Share your dilemmas and get honest opinions from other Mumsnetters.

To pull my DC from nursery? To keep them there? I dont know!

41 replies

DenyDenyDeny · 03/07/2014 15:29

Ive name changed, and will have to alter somethings apart from the main issue to keep the nursery anonymous, Im not here to bitch about my childs nursery - I genuinely need to know who or what is unreasonable. And what the fuck I should do.

My child 2 years 10 months has severe allergies to dairy, egg and banana.

DC was supposed to start nursery in April, but the day we arrived, the manager told me their epipen training had run out and they had to be re-trained.

So DC didnt start until June.

DC has been there for a few weeks, and absolutely loves it. Has a best friend and loves being there.

Today I picked DC up and there was hives on the jaw line and chin. I asked the manager who said "Oh yeah I noticed scratching earlier" she hadnt given pririton, despite me having written it clearly in the 'plan', that hives and itching always need medicating. Antihistamine can make the difference between needing adrenalin or not.

I saw the other kids had cheese for snack and I said 'the kids wash their hands after though dont they?'

She said "No that would take forever! We already cant go on the field because of him!"

I -passive aggressively admittedly- said 'I hope it doesnt kill him then' and she laughed and said I doubt it.

I was dramatic yes, but it was in response to her field retort. However,if cheese touches his lips or mouth there is a massive risk of anaphylaxis.

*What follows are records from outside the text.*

Issue #214, opened 2023-01-06
Merging strategy


dmey:
@milankl I noticed that the last commits were not squashed in #177. I am not sure if this was on purpose but in any case it would be good to discuss this for the future. In my other projects I tend to keep `main` as clean as possible and squash any commit from PRs but you may have other reasons for not doing this. Do you have any preference that we should follow from this point forward when merging PRs?

milankl:
I honestly don't mind that much. I usually try to give telling messages to commits so that it's clear which model part is affected by one. I agree that your commit "remove newline" isn't and so should have been squashed. But "fband" is almost okay, but in general I'd rather have something like "remove xyz in radset!" so that it's clearer from the commit history which parts of the model where affected. Honestly, I often end up tweaking several corners of the model when I implement something, such that I'd rather not have them squashed to better record which model parts where affected. Maybe in short:

- if pull requests affect isolated parts of the model; you can use short, generic commit messages and squash
- else: rather use more specific commit messages and don't squash

Does that make sense?

milankl:
I'm happy to make that decision upon merging, but I'd rather keep the labels topical, meaning that if I want to find all issues/pull requests on parameterizations then I klick on the label parameterizations.

PR #217, opened 2023-01-06
Parameters{Model<:ModelSetup} and orography abstracted

milankl:


milankl:
@dmey regarding squashing in #214, here ☝🏼(look at the commit messages)  I don't find it useful to squash as I feel a lot of information in the git history would be lost if I did. Do you agree?

milankl:
@maximilian-gelbrecht maybe you have an idea: I get a weird error with
```julia
julia> using SpeedyWeather
julia> Parameters()
ERROR: UndefVarError: Model not defined
Stacktrace:
 [1] Parameters()
   @ SpeedyWeather ./util.jl:504
 [2] top-level scope
   @ REPL[2]:1
 [3] top-level scope
   @ ~/.julia/packages/CUDA/Ey3w2/src/initialization.jl:52
```
(note how the error originates from CUDA!?!) The underlying reason is that while previously the number format NF had to be provided, so v0.4 we had
```julia
julia> Parameters()
ERROR: Field 'NF' has no default, supply it with keyword.
Stacktrace:
 [1] error(s::String)
   @ Base ./error.jl:35
 [2] Parameters()
   @ SpeedyWeather ~/.julia/packages/Parameters/MK0O4/src/Parameters.jl:493
 [3] top-level scope
   @ REPL[2]:1
 [4] top-level scope
   @ ~/.julia/packages/CUDA/Ey3w2/src/initialization.jl:52
```
Now the model has to be provided, so something like
```julia
julia> Parameters{BarotropicModel}()
```
works fine. So I went on to define a default model
```julia
Parameters(;kwargs...) = Parameters{default_concrete_model(DEFAULT_MODEL)}(;kwargs...)
```
but somehow the error at the top is triggered. If I define this manually in global scope afterwards like
```julia
julia> SpeedyWeather.Parameters(;kwargs...) = SpeedyWeather.Parameters{SpeedyWeather.default_concrete_model(SpeedyWeather.DEFAULT_MODEL)}(;kwargs...)

julia> Parameters()
Parameters{BarotropicModel}(Float64,...
```
it works fine.

milankl:
I'll merge this still to move forward, but at the moment we'll need to add the `{Model}` parameter to `Parameters` unfortunately.

PR #218, opened 2023-01-07
Linting (format)

dmey:
I propose to start discussing the code-style to use in future commits. For now I have used default from the sciml style in JuliaFormatter but we can change the config to whatever you prefer. You can run the formatter locally with `julia --project=development development/format.jl`. The CI will now fail if the style declared in `.JuliaFormatter.toml` is not respected.


white-alistair:
As I mentioned on https://github.com/SpeedyWeather/SpeedyWeather.jl/issues/220, I am a big fan of using a consistent style. I would also be in favour of developing our own style instead of using sciml.

In case anyone doesn't know, you can also disable JuliaFormatter.jl for certain blocks of code by doing:

```julia
#! format: off
# Your custom formatted Julia here.
#! format: on
```

milankl:
> As I mentioned on #220, I am a big fan of using a consistent style. I would also be in favour of developing our own style instead of using sciml.

To be clear: I'm not against a consistent style, I'm not even consistent with my own style. I'm happy to merge a "this is now everything converted to style XYZ" pull request and then I'll stick to whatever that style says. What would you do differently from SciML's style?

milankl:
I don't feel that linting/formatting is necessary for v0.5 but we should keep the discussion going on what our style should be. Happy to stick to any suggestions, in the meantime I'll just keep doing my somewhat inconsistent style.

white-alistair:
> What would you do differently from SciML's style?

I wouldn't say I feel very strongly about that. I just don't like the idea of some upstream style change resulting hitting every file in this repo. But not that bothered either way.

milankl:
I'd definitely back that position.

milankl:
I'll close this PR as there's now tons of conflicts and I believe it's more hassle to merge them into here than to start afresh with some automatic linting based on the current main branch. But feel free to reopen if that's not correct.

PR #219, opened 2023-01-07
Move parameterisations into folder (closes #183)

### LINKED ISSUE #183: Move parameterisations into folder
Now as there are more and more parameterisations coming in I would suggest to move every parameterization-related to `src/parameterizations` eventually this could even become it's own module, but I don't think this is needed now.

At the moment I think to move in there
- column_variables.jl
- convection.jl
- large_scale_condensation.jl
- thermodynamics.jl
- shortwave_radiation.jl
- longwave_radiation.jl

so basically everything that is called within `parameterization_tendencies!` (but I would leave that one as it defines the interface on the dynamics side).

@white-alistair @dmey

dmey:


milankl:
Yep, happy with that! Btw, you have to write something like `fixes #183` into the description, not into the title so that the issue gets automatically linked.

milankl:
> Thanks and it should be linked directly from the commit.

Doesn't have to be. I rarely can squeeze all changes needed to address an issue into a single commit (and doing so wouldn't allow any reasonable commit message). But if you can address an issue in a single commit, please do so, yes.

white-alistair (approved):
Hey, looks good to me!

Minor suggestion: lower case "parameterizations" for the folder name instead of "Parameterizations"? I think this is more consistent with general Julia style, and the capitalised version makes me think it's a module/submodule, which it's not.

milankl:
Happy with eithe lower or uppercase: You are right about lowercase, but with the anticipation of it being its own module at some point we could already uppercase it. But maybe that's way too soon, so lowercase it should be for now I guess.

However, I'm considering to move everything dynamics (once that's a bit more mature) into `/dynamics`, so we could also just call the parameterizations `/physics` as quite often done in NWP.

milankl:
closing as superceded by #241

PR #223, opened 2023-01-10
ZonalRidge orography added, Geometry with lond,latd

milankl:


milankl:
@dmey the `lat`,`lon` in ColumnVariables was pulled from Geometry, but it turned out they were actually colatitudes and longitudes in radians, not latitude and longitudes. I've changed those to be consistently latitudes and longitudes in ˚N,˚E and therefore also swapped `cos,sin` to `cosd,sind`. However, now there are a bunch of tests failing in shortwave radiation. Could you check what's going on there?

milankl:
Absolutely no problem. For now I'll set the tests to breaking, and merge, then you can check what's going on whenever you got time for this. In general I found tests that are formulated as exact as yours less helpful than more qualitative checks. E.g. you check the results to an accuracy that's many orders of magnitude higher than what we require for the spectral transforms, although they have some exact mathematics in the continuous limit behind them! I've spent to much time in the last year updating tests because they were formulated unnecessarily precise. Given that SpeedyWeather isn't mature nor it's structure very stable yet I'd go for more qualitatitive tests, meaning tests that immediately flag if things go horribly wrong. Does that make sense?

PR #227, opened 2023-01-12
Obtain n_stratosphere_levels from default parameter sigma_tropopause

milankl:
Instead of determining `n_stratosphere_levels` in default_parameters.jl, we now choose `σ_tropopause` the sigma coordinate at which the tropopause starts. This is dynamically more consistent as it will automatically adjust to higher vertical resolutions. The default is 0.2, in which case we'll still have 2 stratospheric levels (as far as I understand it, they conceptually include the tropopause?), but this is now calculated in Geometry(::Parameters) after the sigma coordinates have been calculated.

So most changes here are from `@unpack n_stratosphere_levels = P` with `P` the parameter struct, to `@unpack n_stratosphere_levels = G` with `G` the Geometry struct

@dmey @white-alistair


milankl:
@dmey sorry I have to skip more radiation tests. You formulated the tests for `nlev=4` vertical levels, of which originally 2 (because always 2) were considered stratosphere. Now we would have
```julia
julia> Geometry(Parameters{PrimitiveDryCore}(nlev=4)).n_stratosphere_levels
1
```
one level for the stratosphere/tropopause with 4 vertical levels. In contrast, 60 levels will have
```julia
julia> Geometry(Parameters{PrimitiveDryCore}(nlev=60)).n_stratosphere_levels
18
```
18 levels in the stratosphere/tropopause.

PR #230, opened 2023-01-13
InitialConditions abstracted

milankl:
@maximilian-gelbrecht this changes the interface from `initial_condtions=:something` to `initial_conditions=SomeThing` with the latter being an initial condition `<:InitialConditions`. This allows us easier to formulate other initial conditions, even externally.

### DIFF
--- a/src/initial_conditions.jl
+++ b/src/initial_conditions.jl
@@ -32,7 +32,7 @@ end
 function initial_conditions!(   ::Type{StartFromRest},
                                 progn::PrognosticVariables,
                                 model::PrimitiveEquation)
-    homogenuous_temperature!(progn,model)
+    homogeneous_temperature!(progn,model)
     pres_grid = pressure_on_orography!(progn,model)
     # TODO initialise humidity
 end
@@ -128,7 +128,7 @@ function initial_conditions!(   ::Type{StartFromFile},
     return progn_new
 end
 
-function homogenous_temperature!(   progn::PrognosticVariables,
+function homogeneous_temperature!(  progn::PrognosticVariables,
                                     model::PrimitiveEquation)
 
     P = model.parameters
@@ -174,7 +174,7 @@ function homogenous_temperature!(   progn::PrognosticVariables,
     end
 end
 
-function initialize_pressure!(  progn::PrognosticVariables,
+function pressure_on_orography!(progn::PrognosticVariables,
                                 model::PrimitiveEquation)
     
     P = model.parameters
--- a/src/initial_conditions.jl
+++ b/src/initial_conditions.jl
@@ -1,52 +1,100 @@
+abstract type ZonalWind <: InitialConditions end
+abstract type StartFromRest <: InitialConditions end
+abstract type StartFromFile <: InitialConditions end
+abstract type StartWithVorticity <: InitialConditions end
+
 """
     prognostic_variables = initial_conditions(M::ModelSetup)
 
 Initialize the prognostic variables from rest, with some initial vorticity,
 or restart from file."""
-function initial_conditions(M::ModelSetup)
+function initial_conditions(model::ModelSetup)
 
-    progn = initialize_from_rest(M)             # allocate variables in any case
-    @unpack initial_conditions = M.parameters
-    @unpack radius_earth = M.geometry
+    progn = allocate_prognostic_variables(model)    # allocate variables in any case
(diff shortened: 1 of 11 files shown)


maximilian-gelbrecht:
Looks good. I also looked into the error, but I had to stop no before I could make a PR. The error is is due to the scaling with the radius. There's an inconsistency somewhere.

src/initial_conditions.jl
```diff
@@ -1,86 +1,114 @@
...
-        nothing 
+    progn = allocate_prognostic_variables(model)    # allocate variables in any case
+    IC = model.parameters.initial_conditions        # type of initial conditions
 
-    elseif initial_conditions == :barotropic_vorticity              # zonal wind with perturbation
+    initial_conditions!(IC,progn,model)     # dispatch to the type of initial conditions
 
-        mmax = min(15,progn.mmax+1)     # perturb only larger modes
-        lmax = min(15,progn.lmax+1)
+    # SCALING: we use vorticity*radius,divergence*radius in the dynamical core
```
maximilian-gelbrecht, line 18: Scaling is applied to all initial conditions, this means that all input is assumed to be in SI units. I think that's fine, but it should be mentioned in the docstring

test/run_speedy_with_output.jl
```diff
@@ -23,12 +23,12 @@ end
 
 @testset "Restart from output file" begin
     
-    p = run_speedy(Float32, initial_conditions=:restart, restart_id=1)
+    p = run_speedy(Float32, initial_conditions=StartFromFile, restart_id=1)
```
maximilian-gelbrecht, line 26: This line is redundant anyway, we can just delete it.

test/run_speedy_with_output.jl
```diff
@@ -23,12 +23,12 @@ end
...
 
     p, d, m = initialize_speedy(Float32, ShallowWater, output=true, run_id="restart-test")
     SpeedyWeather.time_stepping!(p, d, m)
  
-    progn, diagn, model = initialize_speedy(Float32, ShallowWaterModel, initial_conditions=:restart, restart_id="restart-test")
+    progn, diagn, model = initialize_speedy(Float32, ShallowWaterModel, initial_conditions=StartFromFile, restart_id="restart-test")
 
     for varname in propertynames(progn.layers[1].leapfrog[1])
         if SpeedyWeather.has(progn, varname)
```
maximilian-gelbrecht, line 34: It would suggest to just add the scaling to the test. `p` will always be in model units, and setting the initial conditions in SI units also makes sense.

maximilian-gelbrecht (commented):
With these changes, there is still no way to start it from an arbitrary field, right? Maybe we could add a `StartFromProgn` so that you can hand over an instance of `PrognosticVariables`. Then `StartFromFile` can also use this.

test/run_speedy_with_output.jl
milankl: I decided to move all scaling into time_stepping!. This way all prognostic variables outside the dynamical core aren't scaled, and then within one function, before the main time loop starts things are scaled and unscaled afterwards. The netcdf output of course still countains unscaling too. But I hope that makes things clearer. That way the user shouldn't come in contact with scaled prognostic variables and we shield this property better in the dynamical core.

test/run_speedy_with_output.jl
milankl: done

src/initial_conditions.jl
milankl: Added a line to the docstring for that.

milankl:
> With these changes, there is still no way to start it from an arbitrary field, right? Maybe we could add a `StartFromProgn` so that you can hand over an instance of `PrognosticVariables`. Then `StartFromFile` can also use this.

You can still do
```julia
p,d,m = initialize_speedy(...)
# do something with p or obtain another p from somewhere, then
run_speedy!(p,d,m)
```

but you are asking more for something like `p,d,m = initialize(p_ini)` right? The diagnostic variables could be reconstructed from the prognostic variables, but at the moment the model couldn't (because it contains parameters that aren't stored in the prognostic variables. So at the moment we can construct
- Parameters <-> ModelSetup -> PrognosticVariables, DiagnosticVariables
- technically, one can also do PrognosticVariables -> DiagnosticVariables but currently not implemented or needed
but other directions are not possible (as information is missing).

PR #234, opened 2023-01-21
Rename to OctaHEALPixGrid

milankl:
@hottad I always found HEALPix4 a bulky term and not really telling. So I thought about renaming it to OctaHEALPix, as it is in the end another grid that looks like an octahedron projected on a sphere. This might also help to communicate that the OctaHEALPix grid is a hybrid between the other octahedral grids and the HEALPix grid. What do you think?


hottad:
Hi @milankl ! I totally agree and I like the new name OctaHEALPix. It's more descriptive and much less confusing. Thank you!

PR #235, opened 2023-01-24
started grid documentation

milankl:


milankl:
@serjaaa I've documented the grids, including the OctaHEALPix grid we spoke about. I believe to get the grid cell which includes some coordinates $\phi, \theta$ you'd need to invert the boundary equation for $k,k'$ and then obtain the ring index $j$ and the in-ring index $i$ from it. I haven't thought that through but I can probably implement that fairly easily given that we already have loads of functionality on HEALPix/OctaHEALPix grids implemented, but you'd need to find a way to interface to Julia if that was in your interest!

(He recently rolled in some grass and was covered head to toe in hives, I told her and she just said 'we wont go on the field then', I was going to suggest she just gave me warning to I could dress him in long sleeves and trousers those days).

I fucked up big time and put it on facebook. Stupid bastard facebook Im such a stupid idiot. Why the hell didnt I think that through? I never mentioned names or the nursery name but I put it up all the same - because Im a twat who clearly types before she thinks.

She gets told (I know who it was- like I said, Im stupid) and she calls me in.

She denies EVERYTHING. She re-worded everything of what she said (which changed twice in the 5 minutes I was in the office). She said she never said those words and that she never laughed.

She fucking knows she did, she handled it badly, (I too handled it badly by asking for advice in facebook) but there are no witnesses and she denied it. Course she would!

I cant trust her at all, she lied, denied, resented my son "we cant go on the field because of him" and put him at risk.

But my son loves it there. Absolutely loves it.

Should I just risk it, and get over the fact that she denied our real conversation? Shall I deal with the hives and just hope and pray it never reaches his lips?

No other nursery near by has anymore experience with allergies than this one (this one has quite a lot of experience) and Id be starting from scratch with epipen training.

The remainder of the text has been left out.